Stored data —

□ □ □

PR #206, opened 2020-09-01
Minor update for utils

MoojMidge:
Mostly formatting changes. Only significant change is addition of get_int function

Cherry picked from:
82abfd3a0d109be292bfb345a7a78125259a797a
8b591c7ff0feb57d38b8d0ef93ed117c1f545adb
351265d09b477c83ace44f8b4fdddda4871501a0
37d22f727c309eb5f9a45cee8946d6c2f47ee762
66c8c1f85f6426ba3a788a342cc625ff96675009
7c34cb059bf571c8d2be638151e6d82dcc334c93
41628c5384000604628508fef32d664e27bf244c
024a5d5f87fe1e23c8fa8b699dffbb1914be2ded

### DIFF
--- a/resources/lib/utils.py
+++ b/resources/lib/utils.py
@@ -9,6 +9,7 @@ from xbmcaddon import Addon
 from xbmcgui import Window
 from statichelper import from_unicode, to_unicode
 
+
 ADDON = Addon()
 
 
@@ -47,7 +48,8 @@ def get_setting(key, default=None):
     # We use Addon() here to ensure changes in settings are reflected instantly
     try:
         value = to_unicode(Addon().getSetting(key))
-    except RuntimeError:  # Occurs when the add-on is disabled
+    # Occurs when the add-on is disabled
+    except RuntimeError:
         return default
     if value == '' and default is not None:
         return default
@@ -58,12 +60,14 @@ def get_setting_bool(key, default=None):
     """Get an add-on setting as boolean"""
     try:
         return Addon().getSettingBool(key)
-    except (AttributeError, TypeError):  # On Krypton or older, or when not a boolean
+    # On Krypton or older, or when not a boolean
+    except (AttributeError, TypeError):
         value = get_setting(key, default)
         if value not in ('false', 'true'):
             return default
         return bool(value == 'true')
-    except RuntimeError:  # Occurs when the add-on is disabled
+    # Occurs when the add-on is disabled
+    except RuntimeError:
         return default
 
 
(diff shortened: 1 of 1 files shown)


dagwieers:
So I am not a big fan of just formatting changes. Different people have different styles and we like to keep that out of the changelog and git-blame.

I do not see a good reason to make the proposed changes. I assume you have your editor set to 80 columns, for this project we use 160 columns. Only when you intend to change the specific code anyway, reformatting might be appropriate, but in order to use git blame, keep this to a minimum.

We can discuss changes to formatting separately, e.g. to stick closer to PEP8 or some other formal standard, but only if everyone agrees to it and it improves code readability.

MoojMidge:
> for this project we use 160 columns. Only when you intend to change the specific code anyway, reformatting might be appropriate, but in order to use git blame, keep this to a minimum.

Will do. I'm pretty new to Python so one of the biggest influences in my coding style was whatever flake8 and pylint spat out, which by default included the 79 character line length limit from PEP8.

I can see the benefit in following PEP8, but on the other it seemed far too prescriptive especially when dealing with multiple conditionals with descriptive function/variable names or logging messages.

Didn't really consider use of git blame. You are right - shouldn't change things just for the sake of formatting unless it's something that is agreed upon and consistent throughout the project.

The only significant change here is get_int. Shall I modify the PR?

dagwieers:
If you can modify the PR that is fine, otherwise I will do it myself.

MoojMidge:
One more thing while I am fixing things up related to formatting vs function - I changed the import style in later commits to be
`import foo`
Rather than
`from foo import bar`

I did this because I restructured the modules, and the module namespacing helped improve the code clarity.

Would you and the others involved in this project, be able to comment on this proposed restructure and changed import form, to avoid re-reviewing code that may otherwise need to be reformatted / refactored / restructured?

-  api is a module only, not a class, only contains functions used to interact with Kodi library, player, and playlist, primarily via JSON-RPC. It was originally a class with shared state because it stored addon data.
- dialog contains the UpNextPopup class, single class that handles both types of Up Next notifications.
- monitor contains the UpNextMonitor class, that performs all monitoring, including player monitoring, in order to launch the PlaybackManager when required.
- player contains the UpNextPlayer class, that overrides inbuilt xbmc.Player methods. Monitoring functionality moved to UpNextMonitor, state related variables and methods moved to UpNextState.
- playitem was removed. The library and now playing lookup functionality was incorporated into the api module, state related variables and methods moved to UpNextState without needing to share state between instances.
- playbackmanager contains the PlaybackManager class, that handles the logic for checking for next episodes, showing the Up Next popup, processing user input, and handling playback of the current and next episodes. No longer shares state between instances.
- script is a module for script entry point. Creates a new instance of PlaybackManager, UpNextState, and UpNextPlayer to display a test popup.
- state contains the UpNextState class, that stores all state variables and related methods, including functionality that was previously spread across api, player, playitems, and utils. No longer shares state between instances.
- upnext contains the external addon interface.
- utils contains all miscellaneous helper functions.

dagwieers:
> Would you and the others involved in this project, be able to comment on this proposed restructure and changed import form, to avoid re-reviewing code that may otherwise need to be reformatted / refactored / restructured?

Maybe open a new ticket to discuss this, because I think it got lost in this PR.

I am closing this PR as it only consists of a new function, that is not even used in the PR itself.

□ □ □

The word to look for is "Would"; copy out every line of the entries that holds it.

Would you and the others involved in this project, be able to comment on this proposed restructure and changed import form, to avoid re-reviewing code that may otherwise need to be reformatted / refactored / restructured?
> Would you and the others involved in this project, be able to comment on this proposed restructure and changed import form, to avoid re-reviewing code that may otherwise need to be reformatted / refactored / restructured?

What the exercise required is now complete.